Underneath the black-and-red bodywork it's a pull-back toy, two little wind-up motors and a launch lever, dressed up in Technic beams. As a fast, satisfying couple of hours it delivers, and the finished shape looks great on a shelf once you snap the rear cover on. Just don't expect steering, a gearbox, or any of the mechanical cleverness the bigger Technic cars are famous for.

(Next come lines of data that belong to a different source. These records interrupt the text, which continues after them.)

Issue #2964, opened 2022-03-01
TabCardModel should always be consistent with TabManager [was: TabCardDetails should not lookup Tab by ID]


darinwf:
See https://github.com/neevaco/neeva-ios/issues/2951 for why this is not workable. We need to move away from CardDetails having a manager that we use to query the Tab by ID. The concrete subclasses of CardDetails should just have a reference to the underlying model they represent (e.g., Tab or Space).

FYI @yozuysal

darinwf:
New approach:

Best for: younger builders who want a quick, rewarding first Technic car they can actually zoom across the floor
What it is
The first thing I did with this Mustang was wind it up and let it rip across my kitchen floor, and honestly that told me everything about what it is. This is a 544-piece Technic car built around two pull-back motors, one on each rear wheel, with a ratchet mechanism and a launch lever so you can hold it, aim it, and let it go when you're ready. The bodywork is that classic Shelby black with the twin red racing stripes, and when you clip on the closed rear cover it genuinely looks the part sitting on a shelf. For something this size and price, the shaping is more convincing than I expected.
The catch
Now the caveats, because there are a few and they matter. As a Technic set this is unusually light on function. There's no steering, the doors don't open, and while the hood lifts there's barely an engine underneath to look at. The cockpit is sparse. It's a pull-back racer at heart, which is a lovely thing, but it does leave you wondering who exactly LEGO aimed it at, since the box says nine and up and plenty of nine-year-olds have moved past pull-back toys. The accuracy isn't perfect either. Look at it from the side and the fender curving into the rear bumper almost whispers Porsche, and the front grille is a bit strange compared to the real car. A good chunk of the detailing comes from stickers too, so if you dislike applying decals you'll feel it here.
Who it's for
So here's how I'd call it. If you're a younger builder, or buying for one, and you want a first Technic car that comes together quickly and actually does something fun when it's finished, this is a genuinely good pick, especially at the discounts it's seen since retiring. If you're an experienced Technic fan chasing gearboxes, suspension, and mechanical wizardry, you'll blow through this in an afternoon and want more. It retired in December 2024, and interestingly it hasn't climbed in value, so buy it to build and play, not to tuck away as an investment.
The parts story
What the build is actually like, and the pieces worth knowing about.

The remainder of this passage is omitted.